Step 8: Talk to a Licensed Independent Medicare Broker
This is the step most people skip — and the one that saves them the most money. An independent broker: compares all plans in your area (not just one carrier); runs your medications through each formulary; verifies doctor network participation; finds the best total annual cost for your situation; does all this in 20-30 minutes; charges you absolutely nothing. Independent brokers are compensated by the insurance company — not you. Use them.
Step 9: Enroll — Don’t Just “Think About It”
If you’ve found a better plan, enroll before December 7. Enroll at medicare.gov, the plan’s website, by calling 1-800-MEDICARE, or through a licensed broker. If you decided to stay in your current plan after reviewing everything — that’s a valid choice, as long as you made it consciously with full information.
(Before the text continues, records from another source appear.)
PR #666, opened 2020-04-21
Add print_summary to fitter

paulray:
After loading TOAs you can do `ts.print_summary()` which is quite handy in a notebook.  After I did a fit in PINT in a notebook I wanted a nice way to see a summary of the fit. This PR adds `ftr.print_summary()` which does just that. It also adds a bunch of utilities that are translated from presto.psr_utils to support Quantities.

This also adds a rms_weighted() method to compute weighted RMS residuals, which is usually what you want instead of std().

Plus a few other test and documentation fixes.

Introduces a dependency on the uncertainties package, which makes very nice pretty printed parameter values with uncertainties. Too bad it doesn't support Quantity yet.

### DIFF
--- a/src/pint/utils.py
+++ b/src/pint/utils.py
@@ -506,8 +506,8 @@ def dmxparse(fitter, save=False):
         DMX_Errs.append(
             getattr(fitter.model, "DMX_{:04d}".format(ii)).uncertainty_value
         )
-        dmxr1 = getattr(fitter.model, "DMX_{:04d}".format(ii)).value
-        dmxr2 = getattr(fitter.model, "DMX_{:04d}".format(ii)).value
+        dmxr1 = getattr(fitter.model, "DMXR1_{:04d}".format(ii)).value
+        dmxr2 = getattr(fitter.model, "DMXR2_{:04d}".format(ii)).value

Step 10: Set Calendar Reminders for Next Year’s AEP
Right now, set recurring reminders: September 15 — “Read Annual Notice of Change when it arrives”; October 15 — “AEP opens today, start comparing plans”; November 30 — “One week left in AEP, enroll if you haven’t”; December 7 — “AEP closes today.” Future-you will thank present-you.
AEP Timeline Summary
1. Read ANOC (15 min) → 2. Verify doctors in-network (20-30 min) → 3. Run medications through Plan Finder (15-20 min) → 4. Check star rating (5 min) → 5. Calculate total annual cost (10 min) → 6. Review supplemental benefits (10 min) → 7. Consider health trajectory (10 min) → 8. Talk to Medicare broker (20-30 min) → 9. Enroll (10 min) → 10. Set calendar reminders (2 min).
Total: About 2 hours. Most Medicare beneficiaries pay thousands more per year because they didn’t spend 2 hours during AEP. Don’t be that person.